- [PROMPT]: When scanning the data, count every line with "shortened" in it, and report only the resulting number.

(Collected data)
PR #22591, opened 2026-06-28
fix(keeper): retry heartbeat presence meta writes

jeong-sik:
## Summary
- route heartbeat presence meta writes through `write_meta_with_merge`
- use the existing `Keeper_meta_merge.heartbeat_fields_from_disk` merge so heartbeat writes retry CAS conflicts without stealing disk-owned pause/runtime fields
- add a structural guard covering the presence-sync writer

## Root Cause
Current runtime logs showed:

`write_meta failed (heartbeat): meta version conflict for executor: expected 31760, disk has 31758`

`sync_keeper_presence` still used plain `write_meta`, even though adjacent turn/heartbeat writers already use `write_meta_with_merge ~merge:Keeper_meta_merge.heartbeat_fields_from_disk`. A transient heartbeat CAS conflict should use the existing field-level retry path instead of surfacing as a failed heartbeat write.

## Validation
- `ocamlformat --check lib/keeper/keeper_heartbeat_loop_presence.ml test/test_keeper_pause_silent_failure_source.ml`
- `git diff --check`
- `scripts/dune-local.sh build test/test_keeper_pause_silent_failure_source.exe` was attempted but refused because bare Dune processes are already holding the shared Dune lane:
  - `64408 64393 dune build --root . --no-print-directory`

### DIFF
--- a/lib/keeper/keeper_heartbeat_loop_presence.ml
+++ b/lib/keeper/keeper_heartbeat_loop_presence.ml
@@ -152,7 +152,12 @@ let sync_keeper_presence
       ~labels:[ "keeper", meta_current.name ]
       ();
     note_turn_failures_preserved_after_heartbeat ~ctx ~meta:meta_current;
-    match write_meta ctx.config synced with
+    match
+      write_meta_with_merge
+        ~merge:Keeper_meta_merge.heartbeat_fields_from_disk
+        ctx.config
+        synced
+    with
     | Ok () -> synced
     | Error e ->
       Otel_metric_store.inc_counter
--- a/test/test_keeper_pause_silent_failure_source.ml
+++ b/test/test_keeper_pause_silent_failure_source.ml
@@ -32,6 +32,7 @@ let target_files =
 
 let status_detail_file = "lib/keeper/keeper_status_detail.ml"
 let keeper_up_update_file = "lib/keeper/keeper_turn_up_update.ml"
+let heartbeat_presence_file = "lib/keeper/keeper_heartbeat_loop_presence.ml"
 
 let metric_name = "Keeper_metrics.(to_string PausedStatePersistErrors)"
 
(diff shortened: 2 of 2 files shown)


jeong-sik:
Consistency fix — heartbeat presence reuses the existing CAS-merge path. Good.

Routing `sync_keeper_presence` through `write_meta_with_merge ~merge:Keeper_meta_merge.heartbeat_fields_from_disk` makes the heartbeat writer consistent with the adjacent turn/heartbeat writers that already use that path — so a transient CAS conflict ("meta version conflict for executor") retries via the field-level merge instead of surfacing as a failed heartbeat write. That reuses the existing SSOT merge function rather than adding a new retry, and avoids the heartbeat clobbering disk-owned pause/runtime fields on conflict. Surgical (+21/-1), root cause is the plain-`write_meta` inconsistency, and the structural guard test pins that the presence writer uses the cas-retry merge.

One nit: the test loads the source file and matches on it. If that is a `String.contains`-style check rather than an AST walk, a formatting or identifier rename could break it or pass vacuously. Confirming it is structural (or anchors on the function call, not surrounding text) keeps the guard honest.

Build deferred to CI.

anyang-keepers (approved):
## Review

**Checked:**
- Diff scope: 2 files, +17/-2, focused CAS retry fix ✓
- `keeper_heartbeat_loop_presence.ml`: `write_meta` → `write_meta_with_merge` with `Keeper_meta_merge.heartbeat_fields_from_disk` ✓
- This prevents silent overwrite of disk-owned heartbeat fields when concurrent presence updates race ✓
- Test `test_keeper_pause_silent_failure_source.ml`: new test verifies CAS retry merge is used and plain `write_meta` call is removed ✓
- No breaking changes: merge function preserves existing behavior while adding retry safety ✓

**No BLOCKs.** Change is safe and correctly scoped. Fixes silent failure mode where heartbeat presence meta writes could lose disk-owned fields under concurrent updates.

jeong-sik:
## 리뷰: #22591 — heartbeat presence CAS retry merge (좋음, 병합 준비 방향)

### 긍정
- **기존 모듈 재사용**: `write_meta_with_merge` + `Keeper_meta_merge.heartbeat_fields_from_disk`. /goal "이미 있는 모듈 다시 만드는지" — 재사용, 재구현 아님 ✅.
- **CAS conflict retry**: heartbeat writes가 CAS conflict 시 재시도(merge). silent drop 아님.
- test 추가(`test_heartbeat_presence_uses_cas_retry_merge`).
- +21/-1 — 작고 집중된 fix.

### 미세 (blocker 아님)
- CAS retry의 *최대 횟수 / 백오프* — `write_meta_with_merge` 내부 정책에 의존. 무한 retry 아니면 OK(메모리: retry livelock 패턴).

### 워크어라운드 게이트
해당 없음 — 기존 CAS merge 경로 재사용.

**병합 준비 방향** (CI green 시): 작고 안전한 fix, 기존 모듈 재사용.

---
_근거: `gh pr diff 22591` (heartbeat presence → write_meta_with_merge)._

...

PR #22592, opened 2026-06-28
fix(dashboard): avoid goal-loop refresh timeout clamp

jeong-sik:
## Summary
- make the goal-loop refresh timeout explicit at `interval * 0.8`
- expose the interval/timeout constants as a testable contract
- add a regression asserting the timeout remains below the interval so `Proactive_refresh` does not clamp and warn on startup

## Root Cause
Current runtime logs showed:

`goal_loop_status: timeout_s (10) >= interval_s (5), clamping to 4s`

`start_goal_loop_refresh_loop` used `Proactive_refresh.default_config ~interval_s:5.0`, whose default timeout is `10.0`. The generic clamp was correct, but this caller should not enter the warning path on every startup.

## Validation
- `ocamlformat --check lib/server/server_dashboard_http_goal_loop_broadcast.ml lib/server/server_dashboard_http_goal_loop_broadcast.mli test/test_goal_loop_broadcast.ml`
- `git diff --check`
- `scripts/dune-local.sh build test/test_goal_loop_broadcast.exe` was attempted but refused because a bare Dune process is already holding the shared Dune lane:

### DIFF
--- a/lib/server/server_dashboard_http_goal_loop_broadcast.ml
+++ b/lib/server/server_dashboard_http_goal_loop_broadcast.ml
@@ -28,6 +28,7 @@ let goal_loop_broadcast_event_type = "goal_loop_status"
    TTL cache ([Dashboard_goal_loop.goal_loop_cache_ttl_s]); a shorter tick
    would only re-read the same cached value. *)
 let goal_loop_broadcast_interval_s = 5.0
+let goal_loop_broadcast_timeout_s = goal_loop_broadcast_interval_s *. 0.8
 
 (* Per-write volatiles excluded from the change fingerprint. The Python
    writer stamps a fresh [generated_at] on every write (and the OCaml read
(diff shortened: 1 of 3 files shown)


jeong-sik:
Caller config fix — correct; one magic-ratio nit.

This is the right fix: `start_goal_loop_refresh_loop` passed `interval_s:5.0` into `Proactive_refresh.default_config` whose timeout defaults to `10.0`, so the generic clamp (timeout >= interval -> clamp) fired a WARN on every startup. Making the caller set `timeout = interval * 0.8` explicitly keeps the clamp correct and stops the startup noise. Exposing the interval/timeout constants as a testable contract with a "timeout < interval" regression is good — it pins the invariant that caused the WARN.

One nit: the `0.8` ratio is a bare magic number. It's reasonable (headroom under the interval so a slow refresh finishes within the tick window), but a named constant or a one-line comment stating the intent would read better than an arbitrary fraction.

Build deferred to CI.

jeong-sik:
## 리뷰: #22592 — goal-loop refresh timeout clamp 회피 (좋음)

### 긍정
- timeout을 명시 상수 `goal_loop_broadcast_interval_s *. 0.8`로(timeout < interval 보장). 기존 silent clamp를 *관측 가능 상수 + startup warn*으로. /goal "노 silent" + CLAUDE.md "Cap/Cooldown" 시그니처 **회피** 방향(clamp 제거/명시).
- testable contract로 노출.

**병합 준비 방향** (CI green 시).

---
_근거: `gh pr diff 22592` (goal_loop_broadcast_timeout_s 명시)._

- [ANSWER FOR THE TASK]: 2